太后叹了口气,和蔼道:“皇帝性子要强,听不进去你们的话,又如何能全怨你们?只是后妃之德在于婉转进谏,哀家不盼着你们个个都有文德皇后的贤德,只是也要多用心在皇帝身上才是。”
嬿婉心道,文德皇后遇到的是察纳雅言、善于纳谏的太宗皇帝,才有明君贤后的千古佳话。她们碰上的这位在前朝兴文字狱,在后宫亦是唯我独尊,她们这些为人妃妾再贤德又有什么作用?
班婕妤被秋扇弃捐难道是她不够贤德么?她的却辇之德可是历代后妃的标杆,不过是遇人不淑,碰到的是昏庸好色的汉成帝罢了。帝王沉溺于掌上飞燕,连燕啄皇孙的荒唐事儿都做得出来,又哪里听得进去规劝呢?
只是也不得不随大流一同应“是”,又听太后的话中含了一分肃杀道:“若再有恪常在这样不安分的,敢为了一己之欢,拿鹿血酒和补汤妨害皇帝的身体,哀家定然严惩不贷。”

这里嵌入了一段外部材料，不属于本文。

PR #1727, opened 2023-10-13
✨  Add env var to allow set different prefix/suffix for LB

### LINKED ISSUE #1719: Add option to customize resource prefixes
/kind feature

I want to be able to specify in the `OpenStackCluster` resource prefixes for the following resources which are now constants:
* network - [`networkPrefix string = "k8s-clusterapi"` ](https://github.com/kubernetes-sigs/cluster-api-provider-openstack/blob/cc304b8af1d5f637419273b0702a0311b3c17b01/pkg/cloud/services/networking/service.go#L32)
* router - uses network prefix
* subnet - uses network prefix
* ApiServerLoadBalancer - [`networkPrefix   string = "k8s-clusterapi"`](https://github.com/kubernetes-sigs/cluster-api-provider-openstack/blob/cc304b8af1d5f637419273b0702a0311b3c17b01/pkg/cloud/services/loadbalancer/loadbalancer.go#L42C1-L45)
* SecurityGroup - [`secGroupPrefix     string = "k8s"`](https://github.com/kubernetes-sigs/cluster-api-provider-openstack/blob/main/pkg/cloud/services/networking/securitygroups.go#L30-L36)

```yaml
apiVersion: infrastructure.cluster.x-k8s.io/v1alpha7
kind: OpenStackCluster
metadata:
  name: <cluster-name>
  namespace: <cluster-namespace>
spec:
  ...
  network:
    prefix: myPrefix
  apiServerLoadBalancer:
    prefix: myPrefix
  securityGroups:
    prefix: myPrefix
```

* I want this to improve operator visibility into resource association with individual clusters when multiple clusters run inside a single OpenStack project.
* This feature request is a result of the following issue, which may give a more complete context of our use case: https://github.com/SovereignCloudStack/k8s-cluster-api-provider/issues/495

jichenjc:

Fixes #1719 

**TODOs**:

- [ ] squashed commits
- if necessary:
  - [ ] includes documentation
  - [ ] adds unit tests

/hold

### DIFF
--- a/pkg/cloud/services/loadbalancer/loadbalancer.go
+++ b/pkg/cloud/services/loadbalancer/loadbalancer.go
@@ -19,6 +19,7 @@ package loadbalancer
 import (
 	"errors"
 	"fmt"
+	"os"
 	"reflect"
 	"time"
 
@@ -40,8 +41,10 @@ import (
 )
 
 const (
-	networkPrefix   string = "k8s-clusterapi"
-	kubeapiLBSuffix string = "kubeapi"
+	networkPrefixEnvVar   string = "LB_NETWORK_PREFIX"
+	networkPrefix         string = "k8s-clusterapi"
+	kubeapiLBSuffixEnvVar string = "LB_KUBEAPI_SUFFIX"
+	kubeapiLBSuffix       string = "kubeapi"
 )
 
 const loadBalancerProvisioningStatusActive = "ACTIVE"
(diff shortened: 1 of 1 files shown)


dulek:
Personally I don't understand why setting cluster name would be enough as it's already part of the LB name.

mdbooth:
> Personally I don't understand why setting cluster name would be enough as it's already part of the LB name.

I'm guessing when you've got independent management clusters (e.g. CI/per user) using the same OpenStack tenant? @jichenjc could you expand on the use case?

It doesn't seem unreasonable, though, and environment variables are more kustomize friendly than command line arguments.

Could you also please add some documentation? Definitely needs docs.

mdbooth:
After reading the issue, I agree with @dulek. Lets go back to the use case. I'm not sure I'm following it yet.

fdobrovolny:
Just a side note to the #1719:
it was meant not only for LB but also for networks, routers, subnets, and security groups. But the same solution can be used for others as well.

jichenjc:
>>>it was meant not only for LB but also for networks, routers, subnets, and security groups. But the same solution can be used for others as well.

 I think it's valid use case from the LB level after I read original issue 

>>>It doesn't seem unreasonable, though, and environment variables are more kustomize friendly than command line arguments.

um... this seems more reasonable

PR #1728, opened 2023-10-13
🐛 Don't remove BYO api server loadbalancer floating IP

### LINKED ISSUE #1615: Disable deletion of floating IP on cluster deletion
/kind feature

I would like to have the option of not deleting the floating IP when deleting the cluster.

I have a scenario in which the floating ip is generated a priori and provided as input to Cluster API cluster
creation mechanisms (and also to a cilium helm chart). I am still experimenting with Cluster API so I'm going
through workflows of creating clusters and removing them - things generally work fine and when the cluster
is created, the floating ip is attached to the load balancer and the cluster is accessible.

One specific issue that I have is that when the cluster is deleted, the floating IP is removed from my Openstack project - this means that every time I want to recreate the cluster, I need to generate a new floating ip and modify my config to use this new floating ip. It would be preferable if I could have some flag which could control whether the floating ip is deleted or not in the case that it is provided as an input.

We are a user of an Openstack service; we don't manage the Openstack cluster ourselves, so we prob
don't have authorizations to demand a specific floating ip all the time; in any case, removing the floating ip
from the project gives someone else the opportunity to use it and even if we did have higher level privileges,
we may not be easily able to take it from a user in the case that a user had taken this IP and attached it
to some resource.

alexandrevilain:

Fixes #1615

**TODOs**:

- [x] squashed commits
- if necessary:
  - [ ] includes documentation
  - [x] adds unit tests

/hold

### DIFF
--- a/api/v1alpha7/openstackcluster_webhook.go
+++ b/api/v1alpha7/openstackcluster_webhook.go
@@ -134,6 +134,12 @@ func (r *OpenStackCluster) ValidateUpdate(oldRaw runtime.Object) (admission.Warn
 	old.Spec.AllowAllInClusterTraffic = false
 	r.Spec.AllowAllInClusterTraffic = false
 
+	// Allow change on the spec.APIServerFloatingIP only if it matches the current api server loadbalancer IP.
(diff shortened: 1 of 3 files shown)


mdbooth (commented):
/approve

lentzi90 (commented):
/lgtm

PR #1732, opened 2023-10-23
🌱 Enable k8s upgrade in self hosted test

lentzi90:

This enables the k8s upgrade that is part of the self hosted test. It was previously disabled since the dynamic installation of kubernetes components on the nodes made it hard to change the version in the middle of a test.

Also updated the README tables for what versions are tested.

Fixes #

**TODOs**:

- [x] squashed commits
- if necessary:
  - [ ] includes documentation
  - [ ] adds unit tests

/hold


README.md
```diff
@@ -48,25 +48,28 @@ This provider's versions are compatible with the following versions of Cluster A
...
-| OpenStack Provider v1alpha7        |        | +     | +     | +     | +      | ✓        | ✓       | ✓    | ✓    |
+| OpenStack Provider v1alpha5 (v0.6) | +      | +     | +     | +     | +      | ✓        | ✓       | ✓    | ★    |
+| OpenStack Provider v1alpha6 (v0.7) | +      | +     | +     | +     | +      | ✓        | ✓       | ✓    | ★    |
+| OpenStack Provider v1alpha7        |        | +     | +     | +     | +      | ✓        | ✓       | ✓    | ★    |
 
 Test status:
 
-- `✓` tested
+- `★` currently testing
+- `✓` previously tested
```
jichenjc, line 68: this is very great update

README.md
```diff
@@ -48,25 +48,28 @@ This provider's versions are compatible with the following versions of Cluster A
...
-|                                    | v1.22 | v1.23 | v1.24 | v1.25 | v1.26 | v1.27 | v1.28 |
-|------------------------------------| ----- | ----- | ----- | ----- | ----- | ----- | ----- |
-| OpenStack Provider v1alpha5 (v0.6) | +     | ✓     | ✓     | ✓     | +     | +     | +     |
-| OpenStack Provider v1alpha6 (v0.7) | +     | ✓     | ✓     | ✓     | ✓     | ✓     | +     |
-| OpenStack Provider v1alpha7        | +     | +     | +     | +     | ✓     | ✓     | ✓     |
+|                                    | v1.25 | v1.26 | v1.27 | v1.28 |
+|------------------------------------| ----- | ----- | ----- | ----- |
+| OpenStack Provider v1alpha5 (v0.6) | ✓     | +     | +     | +     |
+| OpenStack Provider v1alpha6 (v0.7) | ✓     | ✓     | ✓     | +     |
+| OpenStack Provider v1alpha7        | +     | ✓     | ★     | ★     |
```
jichenjc, line 55: maybe a little picky, but 1.27 seems not testing 
we only test whether 1.28 be upgraded from 1.27?

lentzi90: Yes I was wondering how should I handle this. 1.28 is much more tested but we do create one cluster with 1.27 and then upgrade to 1.28. Maybe I should put ✓ instead?

README.md
lentzi90: All credit goes to @wwentland :blush:

README.md
jichenjc: yes, I prefer this way..

test/e2e/data/kustomize/k8s-upgrade/kustomization.yaml
lentzi90, line 1: This is a bit silly, but allow me to explain.
We need a separate OpenStackMachineTemplate with a different k8s version in order to do the upgrade. The test spec itself is making the switch from the initial template to the "upgrade to" template, that is specified in the e2e config.
Our normal template is already using k8s v1.28.2 so here I add a template witch v1.27.2 to get a different initial version. 

The silly part is that we cannot upgrade to the "normal" template because it gets a dynamic name when applied in the test. All clusters are created with a random suffix and this propagates also to the template, so it is impossible to specify this template in the e2e config. We could change the naming scheme of the template to work around this. Let me know if you think this would be better. What I did instead was to just add another statically named template, so we end up with 2 extra templates for this test.

test/e2e/data/kustomize/k8s-upgrade/upgrade-to-template.yaml
```diff
@@ -0,0 +1,43 @@
...
+# The normal templates has the cluster name as part of the OSMT name.
+# See CONTROL_PLANE_MACHINE_TEMPLATE_UPGRADE_TO and WORKERS_MACHINE_TEMPLATE_UPGRADE_TO
+# in the e2e config.
+---
+apiVersion: infrastructure.cluster.x-k8s.io/v1alpha7
+kind: OpenStackMachineTemplate
+metadata:
+  name: upgrade-to-control-plane
+  labels:
+    clusterctl.cluster.x-k8s.io/move: ""
```
lentzi90, line 12: This label is important to get the (not yet in use) template moved to the self hosted cluster. Otherwise it would be left behind since it is not part of the owner chain at that point.

jichenjc: yes, I think it's something I tried to add into CAPO before, IIRC it's moving stuffs from boostrap to deployed cluster?

lentzi90: Exactly. To be clear, it is only needed on this template because it is not part of the cluster owner chain. All resources that are part of the cluster are moved automatically. For example, the OpenStackMachineTemplates that are used when initializing the workload cluster are automatically moved.

jichenjc:
/lgtm

leave unhold to someone who might want to take another look

PR #1735, opened 2023-10-26
✨ Use kustomize new syntax for patches

### LINKED ISSUE #1730: templates: 'patchesStrategicMerge' is deprecated
/kind feature

While running `make templates`, we can see the following output:
```
# Warning: 'patchesStrategicMerge' is deprecated. Please use 'patches' instead. Run 'kustomize edit fix' to update your Kustomization automatically.
```

Can be observed in the CI output too. 

This comes from the new Kustomize version being used: https://github.com/kubernetes-sigs/kustomize/releases/tag/kustomize%2Fv5.0.0
> We are deprecating the following kustomization fields. These fields will never be removed from the kustomize.config.k8s.io/v1beta1 Kustomization API, but they will not be included in the kustomize.config.k8s.io/v1 Kustomization API. When Kustomization v1 is available, we will announce the deprecation of the v1beta1 version. There will be at least two releases between deprecation and removal of Kustomization v1beta1 support from the kustomize CLI, and removal itself will happen in a future major version bump:
> * patchesStrategicMerge. Please use patches instead

mquhuy:
Fixes #1730 

`Kustomize` version needs to be updated to 5.2.1, as the current version (5.1.1) gets confused with multiple objects in the same patch file (it only understands if the patch file is split so that each object is in one file).

I also updated the kustomize version in `ensure_kustomize.sh`. Not sure if it's in use though, as I can see that the version is already very old.


kustomize/v1alpha7/flatcar/kustomization.yaml
```diff
@@ -1,5 +1,7 @@
 resources:
 - ../default
 
-patchesStrategicMerge:
-- patch-flatcar.yaml
+apiVersion: kustomize.config.k8s.io/v1beta1
+kind: Kustomization
```
lentzi90, line 5: It is not technically anything wrong with having the `apiVersion` and `kind` in the middle of the file, but I would prefer that we keep it at the top (if specified at all). Now it looks a bit like it has something to do only with the `patches` :smile:

kustomize/v1alpha7/default/kustomization.yaml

太后神色冷凝,带着沉沉的薄怒道:“什么是‘恪’?恭敬虔诚曰恪,谨慎小心曰恪。皇帝择了这样一个字给拜尔噶斯氏,可见皇帝对她的期望。”
“可她如此行事悖乱,祸乱后宫,又如何配得上这个字?若不是看在阿巴亥部对我大清忠心耿耿,就是打杀了也是应该的。”
太后的眼神锋利如刀,一一从俯身跪着的妃嫔脸颊上扫过:“传哀家的旨意,将拜尔噶斯氏的封号夺去,贬为最末等的官女子,关在翊坤宫的小佛堂之中,只许按照宫女的份例给她。皇帝一日不好,就一日不许放她出来。”